> **EXERCISE BRIEF**
Scan the lines below for the string "GroupKind" and copy every one that has it.

> **Collected data**
※
Issue #479, opened 2026-06-08
[BUG] crane transform shows confusing <nil> in error message for invalid stage name


RanWurmbrand:
**What version of crane are you running, and what are your clutsters+platform**
crane built from source (main branch), Fedora 44

**What did you expect to happen?**
A clear error message explaining why the stage name is invalid.

**What actually happened?**
The error message includes <nil> instead of an explanation: invalid custom stage name "my stage": <nil>

**Please include any relevant logs or errors**

/migration-wordpress$ crane transform "my stage"
INFO[0000] Stage for "my stage" not found, attempting to create 
Error: invalid custom stage name "my stage":  `<nil>`

PR #527, opened 2026-06-14
fix: resolve nil error in custom stage name validation

Tamar-Dinavetsky:
[#479](https://github.com/migtools/crane/issues/479)

### Description
Fixes a bug where providing an invalid custom stage name to the `crane transform` command returned a `<nil>` error instead of a helpful error message.

### What was wrong?
In the original implementation, the variable `err` was scoped inside the `if` block checking for successful validation (`if err := validateStageNameToken(requested); err == nil`). When the validation actually failed, the code skipped the `if` block and returned `fmt.Errorf("...", err)`. However, at that point, the outer function's `err` variable was shadowed and evaluated to `<nil>`.

### What was fixed?
Refactored the validation check using a clean guard clause (`if validationErr != nil`) to properly capture and bubble up the actual inner validation error.

### Testing & Verification
Verified locally by running:
`crane transform "my stage" -e ./test-export -t ./test-transform`

- Before: `Error: invalid custom stage name "my stage": <nil>`
- After: `Error: invalid custom stage name "my stage": contains unsafe characters (only A-Z, a-z, 0-9, -, _ allowed)`
## Summary by CodeRabbit

* **Refactor**
  * Internal improvements to error handling and validation logic for custom stage creation. No user-visible changes.

## Summary by CodeRabbit

* **Bug Fixes**
  * Improved validation for custom stage names so invalid names fail cleanly and prevent unintended stage directory creation.
* **Tests**
  * Added coverage for invalid custom stage name inputs and strengthened assertions around returned error behavior.
* **Chores**
  * Updated ignore rules to exclude additional local artifacts and temporary project directories.

### DIFF
--- a/.gitignore
+++ b/.gitignore
@@ -17,10 +17,3 @@ vendor/
 
 crane
 .DS_Store
-
-# My Personal Tools and Scripts
-scripts/ship_it.sh
-scripts/mac_refresh.py
-slack-creds-extractor-main/
-crane-test/
-.claude/
--- a/.gitignore
+++ b/.gitignore
@@ -17,3 +17,10 @@ vendor/
 
 crane
 .DS_Store
+
+# My Personal Tools and Scripts
+scripts/ship_it.sh
+scripts/mac_refresh.py
+slack-creds-extractor-main/
+crane-test/
+.claude/
--- a/cmd/transform/transform.go
+++ b/cmd/transform/transform.go
@@ -733,18 +733,18 @@ func (o *Options) resolveAndValidateStages(
 				continue
 			}
 
-			if err := validateStageNameToken(requested); err == nil {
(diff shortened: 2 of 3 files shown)


.gitignore
```diff
@@ -16,4 +16,11 @@
 vendor/
 
 crane
-.DS_Store
\ No newline at end of file
+.DS_Store
+
+# My Personal Tools and Scripts
```
aufi: The project `.gitignore` should not contain user-specific local files, please move it from this PR to your local setup (examples e.g. at https://dev.to/fronkan/a-personal-gitignore-even-for-a-single-repository-4o7h)

aufi (approved):
Thanks for the PR! The fix itself looks great, but please check comment on `.gitignore` before merging.

.gitignore
Tamar-Dinavetsky: Removed personal files from .gitignore. Ready for merge, thank you!

Issue #415, opened 2026-05-27
Plugin system foundational update for new resources creation


aufi:
This is a higher level issue to track this effort. It makes sense to update at least crane-lib part soon to be ready for test day to fully utilize multistage transformation with non-trivial plugins.

Goal: Enable Crane plugins to generate new Kubernetes resources (not just transform existing ones). 

### Current State
The Crane plugin system allows plugins to only:

Transform existing resources using JSONPatch operations
Mark resources for deletion using the whiteout flag
Limitation: Cannot create new resource types that didn't exist in the input data.

### Requirement
Enable plugins to generate new resources for scenarios like:

BuildConfig → Shipwright Build - OpenShift to Kubernetes-native conversion
DeploymentConfig → Deployment - deprecated resource migration
ImageStream → container registry references - OpenShift dependency resolution

### Architecture
```
Input Resources
    ↓
[Orchestrator] → [Runner] → [Plugin]
    ↓                           ↓
RunnerResponse.NewResources ←─┘
    ↓
TransformArtifacts (original + new)
    ↓
[Writer] → Kustomize structure
```

Key Insight: The existing Writer already handles artifacts uniformly, no changes needed!

Details on https://github.com/aufi/move-crane/blob/main/drafts/plugin-update-new-resource-plan.md

PR #545, opened 2026-06-17
Deprecate plugin optionals

### LINKED ISSUE #437: Consolidate plugins optionals arg
In `crane transform`, there is an inherited option to pass optional args to plugins https://github.com/migtools/crane/blob/main/cmd/transform/optionals/optionals.go#L50, example:

```
# manually installed OpenShift and ImageStream plugins as addition to KubernetesPlugin to see maximum of possible optional flags
$ crane transform optionals
Plugin: KubernetesPlugin (version v0.0.10)
    add-annotations: Annotations to add to each resource
        Example: annotation1=value1,annotation2=value2
    registry-replacement: Map of image registry paths to swap on transform, in the format original-registry1=target-registry1,original-registry2=target-registry2...
        Example: docker-registry.default.svc:5000=image-registry.openshift-image-registry.svc:5000,docker.io/foo=quay.io/bar
    remove-annotations: Annotations to remove
        Example: annotation1,annotation2
    disable-whiteout-owned: Disable whiting out owned pods and pod template resources
        Example: true
    extra-whiteouts: Additional resources to whiteout specified as a comma-separated list of GroupKind strings.
        Example: Deployment.apps,Service,Route.route.openshift.io
    include-only: If specified, every resource not listed here will be a whiteout. extra-whiteouts is ignored when include-only is specified. Specified as a comma-separated list of GroupKind strings.
        Example: Deployment.apps,Service,Route.route.openshift.io
    strip-default-rbac: Whether to strip default RBAC including default serviceAccount (default: true)
        Example: true
    strip-default-cabundle: Whether to strip default CA Bundle (default: true)
        Example: true
    pvc-rename-map: A comma-separated list of colon separated pvc renames.
        Example: old-pvc1-name:new-pvc1-name,old-pvc2-name:new-pvc2-name
Plugin: ImagestreamPlugin (version v0.0.2)
    src-internal-registry: Internal registry hostname[:port] used to determine whether an istag references a local image
        Example: image-registry.openshift-image-registry.svc:5000
Plugin: OpenShiftPlugin (version v0.0.4)
    strip-default-rbac: Whether to strip default RBAC including builder and deployers serviceAccounts, roleBindings for admin, builders, and deployers (default: true)
        Example: true
    strip-default-cabundle: Whether to strip default CA Bundle (default: true)
        Example: true
    strip-default-pull-secrets: Whether to strip Pod and BuildConfig default pull secrets (beginning with builder/default/deployer-dockercfg-) that aren't replaced by the map param pull-secret-replacement (default: true)
        Example: true
    pull-secret-replacement: Map of pull secrets to replace in Pods and BuildConfigs while transforming in format secret1=destsecret1,secret2=destsecret2[...]
        Example: default-dockercfg-h4n7g=default-dockercfg-12345,builder-dockercfg-abcde=builder-dockercfg-12345
    registry-replacement: Map of image registry paths to swap on transform, in the format original-registry1=target-registry1,original-registry2=target-registry2...
        Example: docker-registry.default.svc:5000=image-registry.openshift-image-registry.svc:5000,docker.io/foo=quay.io/bar
    pvc-rename-map: A comma-separated list of colon separated pvc renames.
        Example: old-pvc1-name:new-pvc1-name,old-pvc2-name:new-pvc2-name
```

This was not yet re-considered how this should look like in multistage transformation. Probably the main question I think needs to answered is if the KubernetesPlugin with default options together with possibility have custom stages (based on kustomize) can  provide the same or more features than optional flags for legacy plugins. Or if there could be good use-case for other plugins (e.g. like passing fragment of kustomization together with a custom stage creation).

In the end, this could be a bug either
- there is an `optionals` CLI arg, that is redundant/misleading/.. and should be removed
- there is an `optionals` CLI arg, that needs to be fixed to correctly work with multistage transformation (update multistage transform (and instructions file) to allow passing these options for each stage (it can be different for each stage))

aufi:
The original crane plugin system supports optional flags to be passed to plugins. Continuation of these flags was described in https://github.com/migtools/crane/issues/437 with aim to remove it.

However, to stay on safe side, pending crane plugin system update (partially related to #415) and some gut feeling about possible need for args for each transform stage, I chose the way to mark these flags as deprecated, but keeping them for v0.10 release.

Change
1. Marked related flags and subcommands as deprecated in cobra
2. Added small test to check they work (so, we'll see a failure after removing them)

Fixes: https://github.com/migtools/crane/issues/437

### DIFF
--- a/cmd/transform/optionals/optionals.go
+++ b/cmd/transform/optionals/optionals.go
@@ -47,8 +47,9 @@ func NewOptionalsCommand(f *flags.GlobalFlags) *cobra.Command {
 		cobraGlobalFlags: f,
 	}
 	cmd := &cobra.Command{
-		Use:   "optionals",
-		Short: "Return a list of optional fields accepted by configured plugins",
+		Use:        "optionals",
+		Short:      "Return a list of optional fields accepted by configured plugins",
+		Deprecated: "use custom stages with kustomization patches instead. Optional flags apply globally to all stages and will be removed in a future version.",
 		RunE: func(c *cobra.Command, args []string) error {
 			if err := o.Complete(c, args); err != nil {
 				return err
--- a/cmd/transform/optionals_test.go
+++ b/cmd/transform/optionals_test.go
@@ -1,7 +1,6 @@
 package transform
 
 import (
-	"encoding/json"
 	"testing"
 
 	jsonpatch "github.com/evanphx/json-patch"
@@ -10,17 +9,14 @@ import (
 	"k8s.io/apimachinery/pkg/apis/meta/v1/unstructured"
 )
 
-// mockPluginWithOptionals implements cranelib.Plugin and tracks whether optionals were received
+// mockPluginWithOptionals implements cranelib.Plugin and captures received optionals
 type mockPluginWithOptionals struct {
 	name              string
 	receivedOptionals map[string]string
 }
 
 func (m *mockPluginWithOptionals) Run(request cranelib.PluginRequest) (cranelib.PluginResponse, error) {
-	// Capture the optionals that were passed to the plugin
 	m.receivedOptionals = request.Extras
-
-	// Return a simple response with no transformations (empty patch)
 	return cranelib.PluginResponse{
 		Version:    string(cranelib.V1),
 		Patches:    jsonpatch.Patch{},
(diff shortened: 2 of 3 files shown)


stillalearner (approved):
lgtm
※
> **OUTPUT OF THE TASK**
    extra-whiteouts: Additional resources to whiteout specified as a comma-separated list of GroupKind strings.
    include-only: If specified, every resource not listed here will be a whiteout. extra-whiteouts is ignored when include-only is specified. Specified as a comma-separated list of GroupKind strings.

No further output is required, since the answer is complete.